CAP: A Scalable Benchmark for Evaluating Cross-Site Browser Agents with Complex Actions and Perception
Abstract
Large language models are increasingly deployed as autonomous agents that interact with the web through browsers. While recent progress has been driven by benchmarks that evaluate end-to-end task success, these evaluations largely overlook two fundamental sources of difficulty in real web browsing: complex actions over rich user interfaces and visual perception of dynamically rendered content, especially in workflows that span multiple websites. We introduce CAP, a scalable benchmark for evaluating browser agents on cross-site, human-like web tasks that require non-trivial UI interactions and visual understanding.
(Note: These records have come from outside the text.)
PR #1496, opened 2015-11-15
Navbar rework

jquense:
The amount of complexity that deprecations would have added was exceptional so I just changed the major chunk of the API ~~without deprecations~~ with a good idea from @taion.

- gutted the `Navbar` and split everything into sub components
- The Collapse aspect of the `<Nav>` has been removed and left up to `Navbar.Collapse`
- All the toggleKey weirdness is gone
- deprecated CollapsibleNav
- use `uncontrollable` for controlled/uncontrolled nav collapsing


src/Navbar.js
```diff
@@ -107,103 +116,55 @@ const Navbar = React.createClass({
...
+  bsClasses('navbar',
+    uncontrollable(Navbar, { navExpanded: 'onToggle' })
+  )
+);
 
-    if (child.props.bsRole === 'brand') {
-      return React.cloneElement(this.renderHeader(child), {key});
-    }
+function createSimpleWrapper(tag, suffix, displayName) {
+  let wrapper = (
```
taion: Is there a risk of breaking people due to https://github.com/facebook/react/issues/4936?

test/NavSpec.js
```diff
@@ -65,7 +65,7 @@ describe('Nav', () => {
 
   it('Should add navbar-right class', () => {
     let instance = ReactTestUtils.renderIntoDocument(
-          <Nav bsStyle="tabs" right activeKey={1}>
+          <Nav bsStyle="tabs" navbar right activeKey={1}>
```
taion: Should be `pullRight`

docs/examples/NavbarCollapsible.js
```diff
@@ -1,17 +1,28 @@
...
+        <NavItem eventKey={2} href="#">Link</NavItem>
+        <NavDropdown eventKey={3} title="Dropdown" id="collapsible-navbar-dropdown">
+          <MenuItem eventKey="1">Action</MenuItem>
+          <MenuItem eventKey="2">Another action</MenuItem>
+          <MenuItem eventKey="3">Something else here</MenuItem>
+          <MenuItem divider />
+          <MenuItem eventKey="4">Separated link</MenuItem>
+        </NavDropdown>
+      </Nav>
+      <Nav right>
```
taion: `pullRight`?

docs/examples/NavbarCollapsible.js
```diff
@@ -1,17 +1,28 @@
 const navbarInstance = (
-  <Navbar inverse toggleNavKey={0}>
-    <NavBrand><a href="#">React-Bootstrap</a></NavBrand>
-    <Nav right eventKey={0}> {/* This is the eventKey referenced */}
-      <NavItem eventKey={1} href="#">Link</NavItem>
-      <NavItem eventKey={2} href="#">Link</NavItem>
-      <NavDropdown eventKey={3} title="Dropdown" id="collapsible-navbar-dropdown">
-        <MenuItem eventKey="1">Action</MenuItem>
```
taion: LOL I can't believe we thought this was a good idea. `"1"` v. `1`.

docs/examples/NavbarForm.js
```diff
@@ -0,0 +1,21 @@
...
+    <Navbar.Header>
+      <Navbar.Brand>
+        <a href="#">Brand</a>
+      </Navbar.Brand>
+      <Navbar.Toggle />
+    </Navbar.Header>
+    <Navbar.Collapse>
+      <Navbar.Form pullLeft>
+        <div className="form-group">
+          <Input type="text" placeholder="Search"/>
```
taion: Doesn't `<Input>` already render a `div.form-group`?

docs/src/ComponentsPage.js
```diff
@@ -501,51 +501,72 @@ const ComponentsPage = React.createClass({
...
+                  <p>
+                    They also supports all the different Bootstrap classes as properties. Just camelCase
+                    the css class and remove navbar from it.
+
+                    For example <code>navbar-fixed-top</code> becomes the property <code>fixedTop</code>.
+                    The different properties are <code>fixedTop</code>, <code>fixedBottom</code>, <code>staticTop</code>
+                    , <code>inverse</code>, <code>fluid</code>.
+                  </p>
+                  <p>
+                    You can also align elements to the right by specifying the <code>right</code> prop on
```
taion: `pullRight` again, maybe? Dunno - I feel like maybe `right` actually feels slightly more natural here? Not sure.

src/Nav.js
```diff
@@ -113,24 +116,25 @@ Nav.propTypes = {
    * HTML id for the inner `ul` element
    */
   ulId: React.PropTypes.string,
-  expanded: React.PropTypes.bool,
   navbar: React.PropTypes.bool,
   eventKey: React.PropTypes.any,
   pullRight: React.PropTypes.bool,
-  right: React.PropTypes.bool
+  right: deprecated(React.PropTypes.bool, 'Use the `pullRight` prop instead')
```
taion: Do we need to expose `pullRight` as a special prop on `<Nav>` at all? Maybe just have something like `navbarRight`? Or only support `right` when used with `navbar` and fail on prop type validation otherwise? Users can always add `.pull-right` themselves if they need.

taion:
Here's a _really_ hacky way to give a deprecation warning.

Keep around the old components in e.g. `lib/deprecated`, then instead render a `DeprecatedNavbar` if `toggleNavKey`, `brand`, &c. are specified. And then sniff `context` on `<Nav>` to do the same potentially.

`Header` is a little annoying \= Like... either all it does is wrap the `Brand`, or when it contains both `Brand` and `Toggle`, the toggle isn't even logically part of the `Header`. I don't have a good answer there though. idk

src/Navbar.js
jquense: Not in these cases since none of these components exist yet...I can't think of a reasonable use case for why you'd want to ref these, In anycase I only did it b/c it was terser, not cost in changing it

docs/examples/NavbarForm.js
jquense: Not without a label prop I think...I can double check but the markup looked good when I looked at it originally

docs/src/ComponentsPage.js
jquense: the change to pullRight happened after i wrote all the docs, I do need to change it. 

in terms of natural, I agree `right` is more semantic feeling (`navbar right`), but everywhere else in the code base uses `pullRight` so I went with the more consistent of the two props

src/Nav.js
jquense: A lot of the navbar examples do explicitly add `navbar-right|left` to the sub components, of which Nav is sort of in a middle space there. I figure since other components (dropdown) have `pullRight` why not just go with that and prefix it correctly in the navbar context.

taion: Fair enough. Makes sense.

docs/src/ComponentsPage.js
taion: :+1:

docs/examples/NavbarForm.js
taion: This looks unconditional: https://github.com/react-bootstrap/react-bootstrap/blob/master/src/InputBase.js#L206

We need to rewrite `<Input>` though... it's a bit much right now.

jquense:
:raised_hands: good idea on the deprecation path, I was able to fairly minimally provide both API's in _I think_ a non breaking way!

docs/examples/NavbarForm.js
taion: I just checked that this still looks fine without the extra `div.form-group`.

taion:
One tiny nit above on the form example. Otherwise :shipit:, this is really fantastic; thank you!

jquense:
fixed the form example, but I have one more wart I want to remove and just thought of a way to do it cleanly..

taion:
I take it `navExpanded` -> `expanded` was not the wart in question?

jquense:
not was,  just didn't get a moment to merge!

PR #1499, opened 2015-11-15
Added a local js mode for CodeMirror to properly handle jsx

jquense:
take from that PR

also solarized is a terrible theme


taion:
:shipit:

PR #1501, opened 2015-11-15
Clean up use of Affix

### LINKED ISSUE #51: Implement  ScrollSpy
Not sure how this should be implemented so here's some thinking out loud.

Could be a component that takes one or more `Nav`s as children and a `target` CSS selector prop:

```
<ScrollSpy target="body">
    <Nav>
        <NavItem href="#1" key={1}>Item 1</NavItem>
        <NavItem href="#2" key={2}>Item 2</NavItem>
    </Nav>
</ScrollSpy>
```

This would recurse through the nav props finding hrefs, work out which is the closest to the current scroll position then pass `activeHref` prop to `cloneWithProps` nav.

`ScrollSpy` could also be controlled with a `onScrollToItem(href)` callback prop.

Actually this could be built straight into `Nav`: `<Nav scrollTarget="body">...</Nav>`.

Any thoughts?

### LINKED ISSUE #200: Implement affix
Hey guys,

First, thanks for all your hard work. From a random dev, I really appreciate this project!

Second, I'm just curious why this project doesn't implement the bootstraps affix component. Is there any particular reason why/why not? Or maybe you don't have time?

Thanks for any and all info.

taion:
- Removed vestigial Affix component
- Explain what to do in docs instead
- Switch docs to use react-overlays AutoAffix
- Move SubNav into docs, where it belongs
- Explain why we're missing scrollspy as well

Closes #200
Closes #51


taion:
Fixed now, I think. Went through a few too many iterations on this between adding and not adding `<Affix>` to R-B and got confused.

jquense:
LGTM!

PR #1506, opened 2015-11-16
[changed] dropdown props are passed through to the dropdown Button

### LINKED ISSUE #1497: DropdownButton applies classname to both button group and button
I am using the Dropdown component, however I noticed an odd behaviour at the HTML output level. 

I have a set of 4 buttons, with second one being a Dropdown component. I'm also using ionicons via css style sheet to place an icon to the left of the button name. Normal buttons appear fine, however the Dropdown inserts 2 icons. (see image below)

image

Inspecting the HTML output via the inspector, it appears the initial Dropdown component className I've set is applied twice, one for the encapsulating DIV and one for the BUTTON that follows (encircled in red). Clearly that's not my desired effect I was after. When removing the style inline via inspector from the DIV element while leaving the style for the BUTTON, the final effect is exactly how I'd want it. (see image below) 

image

Is this a bug? If so, can it be squashed please?

jquense:
fixes #1497

### DIFF
--- a/src/DropdownButton.js
+++ b/src/DropdownButton.js
@@ -1,22 +1,31 @@
 import React from 'react';
 import Dropdown from './Dropdown';
 import omit from 'lodash-compat/object/omit';
+import pick from 'lodash-compat/object/pick';
 import Button from './Button';
 
 class DropdownButton extends React.Component {
 
   render() {
-    let { title, ...props } = this.props;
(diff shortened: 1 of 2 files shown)


taion:
:shipit:

jquense:
lol found a bug

jquense:
how did any of this ever work...wat was I even doing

Specifically, we adopt decomposition-recomposition pipeline to first abstracts each website into a structured site card, capturing user-facing functions, complex execution operations, and perceptual requirement, and then recomposes these components into realistic cross-site workflows. Therefore, each task is grounded into specific operation in each website, enabling fine-grained diagnosis. Build on this framework, we successfully construct 420 tasks across 108 real-world websites and 24 domains, with carefully quality control. Experiments on state-of-the-art browser agents show low success rates using our newly proposed verifiable agent-as-a-judge evaluation framework and reveal that perception-heavy interactions remain a major bottleneck, highlighting substantial gaps between current agents and real-world web browsing demands.